Workers were short of cash before the virus struck because many had been running up credit card debt and tapping home equity as prices rose faster than wages in recent years.
Both Wells Fargo and JPMorgan have established programs to help troubled customers, such as forgiving late fees or suspending monthly payments.
Wells Fargo has heard from customers holding more than a million loans that their payments will be late. JPMorgan is seeing the number of late-paying credit card accounts spike.
Corporate clients have tapped credit lines to hoard cash, giving both banks a 6-percent boost in loan business and pushing the value of each bank’s loan portfolio above $1 trillion.
TREND FORECAST: The too-big-to-fail banks that got nearly $30 trillion in secret Fed injections to prop them up at the onset of the Panic of ’08 got even bigger… and they keep getting bigger.

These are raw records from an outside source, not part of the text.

Issue #64, opened 2020-12-16
Feature Request: Deposit Untrusted Assets


Zagan202:
### What problem does your feature solve?

Leveraging the claimable balance feature in SEP24 to allow accounts to deposit off-chain assets to anchors without a trustline.
Developer should be able to debug the scenario  where they add the asset in the UI and go through a deposit flow without adding trustlines.

### What would you like to see?

-  “Add asset” button enters the issuer/home domain _but_ skips adding trust to said asset .
- _Add an_ “add trust” button that allows them to add trustline explicitly. 
- _Behind the scenes_, when claiming balances from those assets add a trustline to account (one time) to claim.
- _Remove_ "untrusted" label when trustline is established.
- ~~List a select few assets on the wallet's account page~~ 
- ~~Label the assets that qualify as "untrusted"~~
- ~~Allow users to make deposits on those listed untrusted assets~~

### What alternatives are there?

https://github.com/Zagan202/stellar-demo-wallet/tree/deposit-untrusted-TEST-asset

PR #65, opened 2020-12-21
Deposit Untrusted Assets

Zagan202:
# Description

Allow wallet users to deposit off-chain assets to anchors without a trustline.

- [X] “Add Asset” button enters the issuer/home domain but skips adding trust to said asset .
- [X] Add an “Add Trust” button that allows users to add trustline explicitly.
- [X] Claiming balances from those assets adds trustline to account (one time) to claim.
- [X] Added and untrusted assets in `Balances` can only be add a trustline and Deposit to a claimable balance supported anchor
- [X] When Asset is added `Trust Asset` button appears when asset is trusted it is not and we see the typical `Send Deposit Withdraw` buttons.

Addresses issue: #64 

## Type of change

# How Has This Been Tested?

## Deposit Untrusted Asset
1. `yarn install` `yarn start`
2. go to `http://localhost:3333/`
3. `Create Account`
4. `Add Asset`
    - asset code: `SRT` home domain: `https://testanchor.stellar.org/`
    - You should see this in your `Balances `
    ```
     SRT:
     0.0000000
     TrustAsset Deposit
     ```
5.  Attempt a deposit with the deployed testanchor
    - You can insert any dummy information
    - The Deposit may error out at this time due to some high DEX traffic
6. If Deposit is successful you should see that amount deposited in your Claimable Balances
7. Attempt to claim your claimable balance
    - The claim may error out at this time due to some high DEX traffic
8. If successful your Balance should look like 
    ```
     SRT:
     10.0000000
     Send Deposit Withdraw
     ```

##  Trust Asset
1. `yarn install` `yarn start`
2. go to `http://localhost:3333/`
3. `Create Account`
4. `Add Asset`
    - asset code: `SRT` home domain: `https://testanchor.stellar.org/`
    - You should see this in your `Balances `
    ```
     SRT:
     0.0000000
     Trust Asset Deposit
     ```
5. Attempt to trust asset
    - Adding trustline may error out at this time due to some high DEX traffic
8. If successful your Balance should look like 
    ```
     SRT:
     0.0000000
     Send Deposit Withdraw
     ```
##  Claimable Balance Untrusted Asset (From Fresh State)
1. `yarn install` `yarn start`
2. go to `http://localhost:3333/`
3. `Create Account`
4. `Add Asset`
    - asset code: `SRT` home domain: `https://testanchor.stellar.org/`
    - You should see this in your `Balances `
    ```
     SRT:
     0.0000000
     Trust Asset Deposit
     ```
5.  Attempt a deposit with the deployed testanchor
    - You can insert any dummy information
    - The Deposit may error out at this time due to some high DEX traffic
6. If Deposit is successful you should see that amount deposited in your Claimable Balances
7. Save Secret Key and sign out and sign in (removing your state on storage)
8. Verify claimable balance is still present but `Balances` will only include assets that are trusted (XLM etc)
7. Attempt to claim your claimable balance
    - The claim may error out at this time due to some high DEX traffic
8. If successful your Balance should look like 
    ```
     SRT:
     10.0000000
     Send Deposit Withdraw
     ```


src/components/wallet/methods/updateAccount.ts
```diff
@@ -30,13 +31,37 @@ export default async function updateAccount(this: Wallet) {
...
     }
+    const balKeystore = await get('BALANCE[keystore]')
+    // this restores the balance prop from storage
+    if (balKeystore && !this.balance.size) {
+      this.balance = new Map()
+      JSON.parse(atob(balKeystore)).forEach((b) => {
+        this.balance.set(b[0], b[1])
+      })
+    }
     account.balances.forEach((b) => {
```
JakeUrban, line 42: I think you need to `set('BALANCE[keystore]', ...)` if there are any new assets in the account right?

What I would do is merge `account.balances` with `this.balance` so that `this.balance` is up to date with whats in the Stellar account PLUS the balances that don't have a trustline.

src/components/wallet/views/balanceDisplay.tsx
```diff
@@ -18,12 +10,15 @@ export default function balanceDisplay(this: Wallet) {
     }
     const isRegulated =
       !balance.is_authorized && balance.asset_type !== 'native'
+    const isNotTrusted = !balance.trusted && balance.asset_type !== 'native'
```
JakeUrban, line 13: I think you can just use `!balance.trusted` because you have XLM marked as `trusted: true`

src/components/wallet/methods/addAsset.ts
```diff
@@ -0,0 +1,53 @@
...
+        asset_type: addAsset.asset_type,
+        is_authorized: true,
+        trusted: false,
+      })
+      set(
+        'BALANCE[keystore]',
+        btoa(JSON.stringify(Array.from(this.balance.entries())))
+      )
+    }
+    await this.updateAccount()
```
JakeUrban, line 45: I actually don't think this needs to be called here either, because the account state didn't change and we already updated `this.balance`, right?

src/components/wallet/methods/claimAsset.ts
```diff
@@ -20,6 +20,11 @@ export default async function claimAsset(
   this.loading = { ...this.loading, [loadingKey]: true }
   const finish = () => (this.loading = { ...this.loading, [loadingKey]: false })
   try {
+    if (!this.balance.get(balance.asset).trusted) {
+      let asset = this.balance.get(balance.asset).asset_code
+      let issuer = this.balance.get(balance.asset).asset_issuer
```
JakeUrban, line 25: Just to make sure I understand correctly, these two lines could be replaced with:
```
let [asset, issuer] = balance.asset.split(":")
```
right?

src/components/wallet/methods/trustAsset.ts
```diff
@@ -115,6 +48,42 @@ export default async function trustAsset(
...
     this.logger.response('Submitted changeTrust transaction', result)
+    // update the balance prop with the new asset we added
+    if (this.balance.has(`${asset}:${issuer}`)) {
+      this.balance.delete(`${asset}:${issuer}`)
+    }
+    let loadedAccount = await this.server
+      .accounts()
+      .accountId(this.account.publicKey)
+      .call()
+    loadedAccount.balances.forEach((b) => {
```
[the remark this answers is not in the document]
JakeUrban: And then `updateAccount()` updates `this.assets`

JakeUrban (changes requested):
I requested some changes but overall nice job.

src/components/wallet/wallet.ts
```diff
@@ -38,6 +39,15 @@ const MockLogger = {
   },
 }
 
+export interface Balance {
+  balance: string
+  is_authorized: boolean
```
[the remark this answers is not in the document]
Zagan202: Done https://github.com/stellar/stellar-demo-wallet/issues/72

src/components/wallet/methods/claimAsset.ts
Zagan202: Oh great point!

src/components/wallet/methods/depositAsset.ts
```diff
@@ -18,6 +19,11 @@ export default async function depositAsset(
     // If the asset exists in the wallet UI, there exists a record in this.assets
     // however, the homeDomain may not be defined if a trustline for that asset
     // wasn't added in the same session
+    // If there is no trustline established then we'll ask for the
+    // Assetcode and homedomain in order to make a Claimable Balance Deposit
+    if (!this.assets.get(`${asset_code}:${asset_issuer}`)) {
+      await getAssetAndIssuer(this)
+    }
```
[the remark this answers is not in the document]
Zagan202: The primary reason was to ensure there was a homeDomain populated in order to initialize the deposit flow.
Without getting into too much in the weeds with the state management of wallet attributes; I can make this work as I think you intend it to via this code change 
```suggestion
    // If there is no trustline established then we'll ask for the
    // Assetcode and homedomain in order to make a Claimable Balance Deposit
    let homeDomain = null
    if (this.assets.get(`${asset_code}:${asset_issuer}`)){
      homeDomain = this.assets.get(`${asset_code}:${asset_issuer}`).homeDomain
    }
```
Note: This check needs to be made in order to not fail when attempting to access an attribute to a key value that isn't present (due to not saving the Wallet's asset property to disk). 

However another scenario that I think is an argument for keeping the `getAssetAndIssuer` call there is if you're debugging using an asset that doesn't have a home domain in the issuer's account.

For example, I issued a token on testnet named `LAWR` https://laboratory.stellar.org/#explorer?resource=assets&endpoint=single&values=eyJhc3NldF9jb2RlIjoiTEFXUiJ9&network=test
 However I did not set the [issuer's homedomain](https://developers.stellar.org/docs/start/list-of-operations/#set-options) primarily because it was anchored on a local debug instance of polaris.
 
 So I have 3 different paths to tackle this
 
 1. Make the change above and not allow anyone who hasn't set their homeDomain to make a deposit in the demo wallet.
 2. Keep the code the same and periodically (when you refresh) prompt the user to enter a homedomain to make a deposit.
 3. Refactor the code so we save the whole Wallet obj to disk (I believe I attempted this at one point and it didn't work out as intended but I can give it another go)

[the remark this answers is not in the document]
JakeUrban: Lets use your suggested change. If the home domain isn't set on the account, we ask for it on line 43.

src/components/wallet/methods/trustAsset.ts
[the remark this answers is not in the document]
Zagan202: You are 100% correct.
Great suggestion.

src/components/wallet/methods/depositAsset.ts
```diff
@@ -18,7 +18,12 @@ export default async function depositAsset(
     // If the asset exists in the wallet UI, there exists a record in this.assets
     // however, the homeDomain may not be defined if a trustline for that asset
     // wasn't added in the same session
```
JakeUrban, line 20: Lets remove this comment since it no longer applies right, there may not be a key for the asset within this.assets?

Zagan202:
## Recent Changes
- Change `BALANCE[keystore]` to only include untrusted assets
    - Now called `UNTRUSTEDASSETS[keystore]`
- Refactor `balanceDisplay` to pull from both  UntrustedAssets and account.state.balances
    - NOTE: `Balance` interface used for `UntrustedAssets` entries needs a flag (`untrusted: boolean`) to indicate whether or not it's trusted during `balanceDisplay`'s `balanceRow` mapping. 
- Port `LoadAccount`'s secret key(prompt) logic to `updateAccount`
    - Deleted LoadAccount and only call `updateAccount`

src/components/wallet/methods/addAsset.ts
```diff
@@ -0,0 +1,63 @@
...
+          asset_type: addAsset.asset_type,
+          is_authorized: true,
+          untrusted: true,
+        }
+      )
+      let UNTRUSTEDASSETS = {}
+      this.UntrustedAssets.forEach((value, key) => {
+        UNTRUSTEDASSETS[key] = value
+      })
+      set('UNTRUSTEDASSETS[keystore]', btoa(JSON.stringify(UNTRUSTEDASSETS)))
```
JakeUrban, line 54: Can't you use do:
```
set('UNTRUSTEDASSETS[keystore]', btoa(JSON.stringify(this.UntrustedAssets)))
```
Because `UNTRUSTEDASSETS` will be the same as `this.UntrustedAssets` right?

JakeUrban: I see the same logic elsewhere, this question is for all instances of this

src/components/wallet/methods/updateAccount.ts
```diff
@@ -4,13 +4,47 @@ import {
...
+      let query = `?secretKey=${this.account.secretKey}`
+      if (this.network_passphrase === Networks.PUBLIC) {
+        query += `&pubnet=true`
+      }
+      history.replaceState(null, '', query)
+      set('WALLET[keystore]', btoa(JSON.stringify(this.account)))
+      set(
+        'UNTRUSTEDASSETS[keystore]',
+        btoa(JSON.stringify(this.UntrustedAssets))
+      )
```
JakeUrban, line 45: aha! So it does work haha. Yea just use `this.UntrustedAssets` every time instead of building the `UNTRUSTEDASSETS` map.

src/components/wallet/views/balanceDisplay.tsx
```diff
@@ -3,16 +3,22 @@ import { has as loHas } from 'lodash-es'
...
+  if (this.account.state) {
+    Array.from(this.account.state.balances).forEach((bal) => {
+      totalBalances.push(bal)
+    })
+  }
+  if (this.UntrustedAssets.values) {
+    Array.from(this.UntrustedAssets.values()).forEach((bal) => {
+      totalBalances.push(bal)
+    })
+  }
```
JakeUrban, line 20:
```suggestion
  if (this.account.state) {
    totalBalances = Array.from(this.account.state.balances)
  }
  if (this.UntrustedAssets.values) {
    totalBalances = totalBalances.concat(Array.from(this.UntrustedAssets.values()))
  }
```

src/components/wallet/views/balanceDisplay.tsx
```diff
@@ -3,16 +3,22 @@ import { has as loHas } from 'lodash-es'
...
-  asset_issuer: string
-}
-
 export default function balanceDisplay(this: Wallet) {
-  const balanceRow = (balance: Balance) => {
+  let totalBalances = []
+  // Combines the two arrays of different types
+  // to allow balanceRow to iterate and map
+  // their values in the view
+  if (this.account.state) {
```
JakeUrban, line 11: If this view is being rendered, won't `this.account.state` always be populated?

src/components/wallet/views/loggedInContent.tsx
```diff
@@ -29,14 +29,13 @@ export default function loggedInContent(this: Wallet) {
           : 'Use Testnet'}
       </button>
     </div>,
-
```
JakeUrban, line 32: lets keep this whitespace or remove the other newlines in the array to keep it consistent

JakeUrban (changes requested):
Well done. I left some minor comments but I tested this branch out and everything seems to be working as expected -- including the ability to receive a claimable balance from Polaris and claim it!

src/components/wallet/methods/updateAccount.ts
Zagan202: Unfortunately I can't avoid build the map each time because for whatever reason when javascript attempts to encode the objects attribute directly the result when decoded is an empty map; even after we have populated the map.

```
!!!ENCODING DIRECTLY!!!

set('UNTRUSTEDASSETS[keystore]', btoa(JSON.stringify(this.UntrustedAssets))) 
=  
e30=

!!!DECODING THE DIRECT ATTRIBUTE!!!

const TEST = await get('UNTRUSTEDASSETS[keystore]')
const mapTEST = new Map(
        Object.entries(JSON.parse(atob(TEST)))
        )
=
Map(0) {}[[Entries]]No propertiessize: (...)__proto__: Map
------------------------------------------------------------------
!!!ENCODING THE BUILT MAP!!!

let UNTRUSTEDASSETS = {}
      this.UntrustedAssets.forEach((value, key) => {
        UNTRUSTEDASSETS[key] = value
      })
set('UNTRUSTEDASSETS[keystore]', btoa(JSON.stringify(UNTRUSTEDASSETS)))
 =  eyJTUlQ6R0NETkpVQlFTWDdBSldMSkFDTUo3STRCQzNaNDdCUVVUTUhFSUNaTEU2TVU0S1FCUllHNUpZNkIiOnsiYXNzZXRfY29kZSI6IlNSVCIsImFzc2V0X2lzc3VlciI6IkdDRE5KVUJRU1g3QUpXTEpBQ01KN0k0QkMzWjQ3QlFVVE1IRUlDWkxFNk1VNEtRQlJZRzVKWTZCIiwiYmFsYW5jZSI6IjAuMDAwMDAwMCIsImFzc2V0X3R5cGUiOiJjcmVkaXRfYWxwaGFudW00IiwiaXNfYXV0aG9yaXplZCI6dHJ1ZSwidW50cnVzdGVkIjp0cnVlfX0=

!!!DECODING THE BUILT MAP!!!

const TEST2UNTRUSTEDASSETS = await get('UNTRUSTEDASSETS[keystore]')
const map2TESTUNTRUST = new Map(
        Object.entries(JSON.parse(atob(TEST2UNTRUSTEDASSETS)))
)
= Map(1) {"SRT:GCDNJUBQSX7AJWLJACMJ7I4BC3Z47BQUTMHEICZLE6MU4KQBRYG5JY6B" => {…}}[[Entries]]0: {"SRT:GCDNJUBQSX7AJWLJACMJ7I4BC3Z47BQUTMHEICZLE6MU4KQBRYG5JY6B" => Object}size: (...)__proto__: Map
```

Zagan202: I looked around but I didnt find another way to stringify the object's map attribute without decoupling it from object it self (ie. building it).

Frankly idk why this  works at all -> `set('WALLET[keystore]', btoa(JSON.stringify(this.account)))`

Maybe it doesnt, I would have to investigate further to see if it does or not (the system behaves as if it does...).

Zagan202: If you have any suggestions Im open to hearing them because it was a weird bug.

Zagan202: Technically to be more "correct" I should change this to 
```suggestion
      let UNTRUSTEDASSETS = {}
      this.UntrustedAssets.forEach((value, key) => {
         UNTRUSTEDASSETS[key] = value
      })
     set('UNTRUSTEDASSETS[keystore]', btoa(JSON.stringify(UNTRUSTEDASSETS)))
```
However since `set('UNTRUSTEDASSETS[keystore]', btoa(JSON.stringify(UNTRUSTEDASSETS)))` already makes an empty map in a stage where an empty map is required it could stay as is.

src/components/wallet/views/balanceDisplay.tsx
Zagan202: Funny enough no.
When you first create an account state isnt populated yet.
Heres the call stack (sumarized a lot)
```
balanceDisplay (stellar-wallet.entry.js:49759)
loggedInContent (stellar-wallet.entry.js:49849)
render (stellar-wallet.entry.js:49891)
callRender (index-9c8102b3.js:1415)
updateComponent (index-9c8102b3.js:1348)
createAccount (stellar-wallet.entry.js:49901)
onClick (stellar-wallet.entry.js:49872)
```

In create account we dont populate the state
```
this.account = {
      publicKey: keypair.publicKey(),
      secretKey: keypair.secret(),
    };
    this.assets.set('XLM', {});
    set1('WALLET[keystore]', btoa(JSON.stringify(this.account)));
    ```
    So when loggedin content calls `balanceDisplay.call(this)`
    it will panic if we dont make this check.
    Before we were able to avoid this check due to just calling the state directly here 
    ```
      return (
    <div>
      {loHas(this.account, 'state') ? (
        <pre class="account-state">
          <h2 class="balance-headers">Balances</h2>
          {(this.account.state.balances as Balance[]).map(balanceRow)}
        </pre>
      ) : null}
    </div>
  )
  ```
  Where if there is no state we simply return null.
  However since we're building a concatenated list from both trusted assets and untrusted before we reach the return call that `{loHas(this.account, 'state')` ternary op will not really matter (I guess we could refactor it out now that I think about it).

File: src/components/wallet/methods/updateAccount.ts (hunk 10 above)
Comment (JakeUrban) [reply src/components/wallet/methods/updateAccount.ts:45]: I'd like to figure this out, because I don't believe there's some innate problem with serializing `this.UntrustedAssets`. I tested this in a JS console and there doesn't seem to be any difference in serialization between a `Map()` and an `object`:
Screen Shot 2021-01-14 at 10 04 30 AM

Comment (JakeUrban) [reply src/components/wallet/methods/updateAccount.ts:45]: Is it possible that `UNTRUSTEDASSETS[keystore]` is being overwritten and thats why it's empty?

Comment (Zagan202) [reply src/components/wallet/methods/updateAccount.ts:45]: I don't think I'm following.
I changed the objects attribute to include the new asset.

```
this.UntrustedAssets.set(
        `${addAsset.asset_code}:${addAsset.asset_issuer}`,
        {
          asset_code: addAsset.asset_code,
          asset_issuer: addAsset.asset_issuer,
          balance: '0.0000000',
          asset_type: addAsset.asset_type,
          is_authorized: true,
          untrusted: true,
        }
      )
```
Then I attempt to overwrite `UNTRUSTEDASSETS[keystore]` with the new changes.
```
set(
        'UNTRUSTEDASSETS[keystore]',
        btoa(JSON.stringify(this.UntrustedAssets))
      )
```
However it doesnt serialize it properly. only giving me an empty map.

Comment (Zagan202) [reply src/components/wallet/methods/updateAccount.ts:45]: Perhaps its the way I'm setting it.
I could try the key value approach instead of `set`
```
this.UntrustedAssets[`${addAsset.asset_code}:${addAsset.asset_issuer}`] = {
          asset_code: addAsset.asset_code,
          asset_issuer: addAsset.asset_issuer,
          balance: '0.0000000',
          asset_type: addAsset.asset_type,
          is_authorized: true,
          untrusted: true,
        }
```
Worth a shot.

JakeUrban (approved):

 According to the Financial Stability Board, a decade after the financial crisis, the world’s largest banks raised more than $1.5 trillion in capital, ten times higher than a decade earlier.
During that same period, America’s three largest banks, JPMorgan Chase, Bank of America, and Wells Fargo, have seen a 180 percent increase for a total of over 2.4 trillion.
Therefore, considering the banking powers that run and rule the global economies, we forecast the biggest banks will get bailouts, while smaller ones go under.